* What is required *
State how many lines in the entries below contain "master". Write nothing but the number.

(Entries taken from a collection)
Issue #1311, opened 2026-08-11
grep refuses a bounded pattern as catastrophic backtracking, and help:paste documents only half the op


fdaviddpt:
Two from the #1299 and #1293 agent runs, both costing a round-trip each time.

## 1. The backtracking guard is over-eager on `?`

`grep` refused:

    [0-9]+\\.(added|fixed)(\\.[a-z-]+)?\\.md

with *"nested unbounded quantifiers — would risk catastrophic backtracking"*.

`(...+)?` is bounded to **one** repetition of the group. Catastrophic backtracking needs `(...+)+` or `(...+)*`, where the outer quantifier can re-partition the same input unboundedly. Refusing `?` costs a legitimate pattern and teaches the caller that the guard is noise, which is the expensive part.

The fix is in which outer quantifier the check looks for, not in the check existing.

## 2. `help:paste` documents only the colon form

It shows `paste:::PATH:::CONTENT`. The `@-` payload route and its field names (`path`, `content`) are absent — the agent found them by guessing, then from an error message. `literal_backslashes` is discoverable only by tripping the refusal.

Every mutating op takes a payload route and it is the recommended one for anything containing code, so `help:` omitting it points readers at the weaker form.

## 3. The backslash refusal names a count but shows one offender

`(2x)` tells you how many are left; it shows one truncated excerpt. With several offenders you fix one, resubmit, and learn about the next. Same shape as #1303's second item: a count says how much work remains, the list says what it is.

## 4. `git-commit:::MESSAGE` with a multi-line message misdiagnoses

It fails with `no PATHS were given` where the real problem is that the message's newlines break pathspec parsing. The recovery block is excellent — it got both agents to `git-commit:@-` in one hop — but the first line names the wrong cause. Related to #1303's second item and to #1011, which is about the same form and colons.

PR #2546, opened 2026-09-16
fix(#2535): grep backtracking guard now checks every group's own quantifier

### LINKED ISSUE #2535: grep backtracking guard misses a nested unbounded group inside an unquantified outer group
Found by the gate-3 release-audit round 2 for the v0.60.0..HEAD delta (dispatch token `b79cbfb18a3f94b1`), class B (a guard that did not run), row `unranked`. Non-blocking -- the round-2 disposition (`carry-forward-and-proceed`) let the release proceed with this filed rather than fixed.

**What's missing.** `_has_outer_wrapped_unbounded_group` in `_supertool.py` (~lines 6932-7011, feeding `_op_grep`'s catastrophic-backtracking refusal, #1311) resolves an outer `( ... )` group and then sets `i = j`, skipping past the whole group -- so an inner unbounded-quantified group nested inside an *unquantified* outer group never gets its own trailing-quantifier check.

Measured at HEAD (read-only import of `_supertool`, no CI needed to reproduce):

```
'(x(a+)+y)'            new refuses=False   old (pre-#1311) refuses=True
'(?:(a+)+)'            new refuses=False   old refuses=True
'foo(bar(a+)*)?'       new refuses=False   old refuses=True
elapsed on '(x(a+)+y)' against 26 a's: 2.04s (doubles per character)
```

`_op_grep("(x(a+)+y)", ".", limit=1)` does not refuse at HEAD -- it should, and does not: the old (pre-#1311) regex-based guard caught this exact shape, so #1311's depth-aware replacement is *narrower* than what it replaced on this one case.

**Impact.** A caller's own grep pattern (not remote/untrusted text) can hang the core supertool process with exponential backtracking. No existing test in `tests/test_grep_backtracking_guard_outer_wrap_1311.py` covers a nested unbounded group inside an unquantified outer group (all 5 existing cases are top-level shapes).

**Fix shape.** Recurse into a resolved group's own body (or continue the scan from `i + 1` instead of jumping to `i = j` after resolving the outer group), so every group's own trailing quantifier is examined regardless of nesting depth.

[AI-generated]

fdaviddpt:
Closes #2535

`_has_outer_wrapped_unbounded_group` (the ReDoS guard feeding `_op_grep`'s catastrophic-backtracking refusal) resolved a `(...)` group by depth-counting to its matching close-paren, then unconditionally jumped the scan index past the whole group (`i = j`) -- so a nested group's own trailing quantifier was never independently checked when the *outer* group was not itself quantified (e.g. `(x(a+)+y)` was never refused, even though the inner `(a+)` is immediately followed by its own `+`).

==

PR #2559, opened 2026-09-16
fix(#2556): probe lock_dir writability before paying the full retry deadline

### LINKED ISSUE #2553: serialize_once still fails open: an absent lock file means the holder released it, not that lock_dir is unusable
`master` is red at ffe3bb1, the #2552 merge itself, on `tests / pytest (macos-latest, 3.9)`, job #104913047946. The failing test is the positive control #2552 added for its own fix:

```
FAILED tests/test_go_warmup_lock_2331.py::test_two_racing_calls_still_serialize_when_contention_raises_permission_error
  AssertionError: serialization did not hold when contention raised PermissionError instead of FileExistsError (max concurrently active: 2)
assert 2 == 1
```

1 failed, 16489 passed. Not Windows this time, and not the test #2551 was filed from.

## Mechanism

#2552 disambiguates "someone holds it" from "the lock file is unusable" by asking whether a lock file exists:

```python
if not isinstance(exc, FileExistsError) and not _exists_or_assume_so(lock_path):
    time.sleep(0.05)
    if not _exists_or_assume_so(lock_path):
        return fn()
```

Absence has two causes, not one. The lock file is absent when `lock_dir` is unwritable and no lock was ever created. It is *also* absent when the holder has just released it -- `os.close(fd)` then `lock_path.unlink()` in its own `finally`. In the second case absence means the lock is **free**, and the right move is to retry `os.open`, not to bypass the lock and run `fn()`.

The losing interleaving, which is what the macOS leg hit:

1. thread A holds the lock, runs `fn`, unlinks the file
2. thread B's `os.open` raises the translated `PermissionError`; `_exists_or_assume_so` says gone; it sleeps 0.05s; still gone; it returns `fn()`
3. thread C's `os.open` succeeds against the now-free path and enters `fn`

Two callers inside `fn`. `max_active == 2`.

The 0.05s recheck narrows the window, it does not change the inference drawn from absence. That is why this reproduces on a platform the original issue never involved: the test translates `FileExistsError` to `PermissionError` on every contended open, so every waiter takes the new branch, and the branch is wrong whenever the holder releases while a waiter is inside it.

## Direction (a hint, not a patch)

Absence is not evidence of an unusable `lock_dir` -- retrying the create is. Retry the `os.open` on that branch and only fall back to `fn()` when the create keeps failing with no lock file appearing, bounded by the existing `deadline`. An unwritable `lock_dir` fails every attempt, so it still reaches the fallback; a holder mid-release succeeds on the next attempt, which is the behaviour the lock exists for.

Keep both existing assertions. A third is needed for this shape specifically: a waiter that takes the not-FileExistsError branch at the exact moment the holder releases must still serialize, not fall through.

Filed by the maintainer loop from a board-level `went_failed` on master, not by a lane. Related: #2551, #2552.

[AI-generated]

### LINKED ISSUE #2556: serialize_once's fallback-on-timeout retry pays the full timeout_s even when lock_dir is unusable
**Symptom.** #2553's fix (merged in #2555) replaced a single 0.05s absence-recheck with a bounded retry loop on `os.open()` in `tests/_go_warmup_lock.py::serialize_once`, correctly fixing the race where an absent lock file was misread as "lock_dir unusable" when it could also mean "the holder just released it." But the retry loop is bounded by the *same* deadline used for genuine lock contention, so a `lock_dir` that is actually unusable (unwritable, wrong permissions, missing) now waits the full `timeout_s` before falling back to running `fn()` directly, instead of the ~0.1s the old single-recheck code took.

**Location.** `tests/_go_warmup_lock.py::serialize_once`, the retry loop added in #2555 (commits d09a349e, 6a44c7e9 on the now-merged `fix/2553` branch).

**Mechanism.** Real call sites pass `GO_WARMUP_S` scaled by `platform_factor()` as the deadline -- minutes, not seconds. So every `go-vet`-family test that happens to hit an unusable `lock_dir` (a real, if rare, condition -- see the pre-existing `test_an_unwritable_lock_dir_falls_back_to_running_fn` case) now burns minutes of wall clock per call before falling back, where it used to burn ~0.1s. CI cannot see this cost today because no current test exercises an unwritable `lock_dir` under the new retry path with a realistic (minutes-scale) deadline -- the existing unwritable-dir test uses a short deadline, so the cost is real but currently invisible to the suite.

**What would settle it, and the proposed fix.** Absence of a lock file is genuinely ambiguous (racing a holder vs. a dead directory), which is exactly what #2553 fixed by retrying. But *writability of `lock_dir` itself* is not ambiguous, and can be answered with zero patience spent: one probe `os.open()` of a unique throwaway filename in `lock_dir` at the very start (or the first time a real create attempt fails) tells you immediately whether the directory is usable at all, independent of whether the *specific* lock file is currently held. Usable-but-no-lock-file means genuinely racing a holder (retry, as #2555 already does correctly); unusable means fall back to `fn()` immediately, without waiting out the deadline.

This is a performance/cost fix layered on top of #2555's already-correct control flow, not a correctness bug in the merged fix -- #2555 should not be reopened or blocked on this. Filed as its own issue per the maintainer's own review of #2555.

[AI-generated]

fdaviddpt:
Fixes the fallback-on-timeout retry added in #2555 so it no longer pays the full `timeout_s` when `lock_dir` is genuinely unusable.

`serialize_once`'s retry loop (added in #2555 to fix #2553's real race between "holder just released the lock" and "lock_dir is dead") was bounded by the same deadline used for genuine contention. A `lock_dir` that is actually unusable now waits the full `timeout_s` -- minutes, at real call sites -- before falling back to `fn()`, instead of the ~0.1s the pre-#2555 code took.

* Your response *
2